One month before its unveiling, the tablet appeared on benchmark site Rightware, which revealed that it would be an Asus-produced device known as the "Nexus 7" with a 7 in screen, a Nvidia Tegra 3 SoC, and version 4.1 of Android. On June 25, 2012, gadget website Gizmodo Australia claimed it had access to the tablet's specifications and recommended retail prices, which turned out to be correct.

The Nexus 7 was revealed on June 27, 2012, at Google I/O, an annual developer conference at Moscone Center in San Francisco, and it became available for pre-order on the same day. In addition, Android version 4.1, nicknamed "Jelly bean", was revealed during the keynote address by Hugo Barra, Director of Product Management for Android. The following day, a special white edition of the Nexus 7 was given to Google I/O attendees, along with the Galaxy Nexus with Jelly Bean pre-installed, the Nexus Q, and a Chromebox. Barra announced that the tablet would retail for $199 for the 8 GB version and that it would come with a free film, e-book, several magazines, and a $25 credit (available for redemption until September 30) to spend in Google Play, Android's digital multimedia distribution service. The Nexus 7 was interpreted by technology commentators as Google's response to the inability of Android tablets to challenge the iPads' lead of the non-phone tablet market. Shares of Google increased by 0.8 percent to $569.37 that afternoon.

At the launch event, Barra announced that the tablet would initially be shipped to Australia, Canada, the United Kingdom, and the United States. On July 13, 2012, Google began shipping the Nexus 7 to customers in Australia and the US who had pre-ordered the tablet. The company released the Nexus 7 to Canada and the UK four days later on July 17. The tablet was released in France, Germany, and Spain on August 27, 2012, and in Japan on September 25, 2012. Two days later the tablet was released in South Korea. The Nexus 7 was progressively released to selected markets, such as Portugal and India, in the following months.

==Features==

===Software===
As a Google Nexus device, the Nexus 7 offers a "pure Android" experience, as it features the stock Android operating system, free of manufacturer or wireless carrier modifications like custom graphical user interfaces (or "skins", such as TouchWiz and HTC Sense) that exist in other Android devices. Nexus products, unlike most mobile devices, have an unlockable bootloader, which allows users to replace the device's firmware, which in turn allows from the outset to "root" the device to gain privileged control over Android's environment and further develop and modify the operating system.

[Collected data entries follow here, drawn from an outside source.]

PR #3117, opened 2019-04-27
Fixed issue where rdruid clearcasting module was using regrowths cast during innervate

Qbz23:


Qbz23:
@buimichael

Qbz23:
Doesnt increment totalRegrowths but it's not actually used anywhere not sure if it should be removed.

PR #3126, opened 2019-05-04
Removed unneeded tab

abelito75:
Old feature removed
The spreadsheet that used this data is out of date and has not been maintained thus this data can only hinder people and should be removed. 

Talked to Anomoly and he agrees.


emallson:
@abelito75 can you remove the `MonkSpreadsheet.js` file as well?

abelito75:
Yeah. I didn't even think to look there. Thanks for the catch. Time to make mw great again (as if its not great already :P)

PR #3128, opened 2019-05-06
[Shaman] Added Igneous Potential Azerite Trait

niseko:
For both Elemental
image
and resto
image

Also moved Synapse Shock so that resto can implement it.


niseko:
As is stated in the tooltip

HawkCorrigan:
Ye I saw that
I am still not sure if having this box is not just leading to more problems.

Impo the information provided is not helpful in trying to either improve gameplay or judge how good the trait actually is.

The only point I am seeing for having it is striving for completion, which I am not too convinced by.

I can already see people showing up and asking why we are suggesting IP because the tool tells them that it is "bad".

If you want to go ahead with it, don't let me stop you obviously but ye my 2ct.

niseko:
I don't mind removing it from elemental as it was intended for restoration either way; as there is no simc implementation for it (yet, my PR is pending). The trait should always show as best regardless of the lava surge component as long as the player is pressing lava burst on cd (single target anyway), given how strong it is. Screenshot is from one of my Uu'nat tries and its far out ahead of any other trait I have, closest is lava shock @ 3.5% / trait.

Its just one of those hidden things where you don't even know how much it contributed to lava burst unless you either manually calculate it (where people will forget the class aura and probably even vers) or trust simcraft which doesn't give you fight specific values.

Nexus devices were considered the "flagship" Android devices and are the first to receive updates to the operating system. As such, the Nexus 7 was the first device to have been shipped with Android version 4.1 ("Jelly Bean"). Jelly Bean was an incremental upgrade from Android 4.0 ("Ice Cream Sandwich"), incorporating software improvements to the pull-down notifications bar and camera, and changes to the homescreen. With Jelly Bean, Google significantly reduced latency (lag), one negative aspect of Android compared to Apple's iOS operating system. It does so by employing "vsync timing" and triple buffering, improving touch responsiveness, and programming the display to run at 60 frames per second; this initiative was called "Project Butter". The Nexus 7 was the first device to incorporate Google Chrome for Android as the standard web browser; all previous iterations of the Android OS used an unnamed application simply called Browser.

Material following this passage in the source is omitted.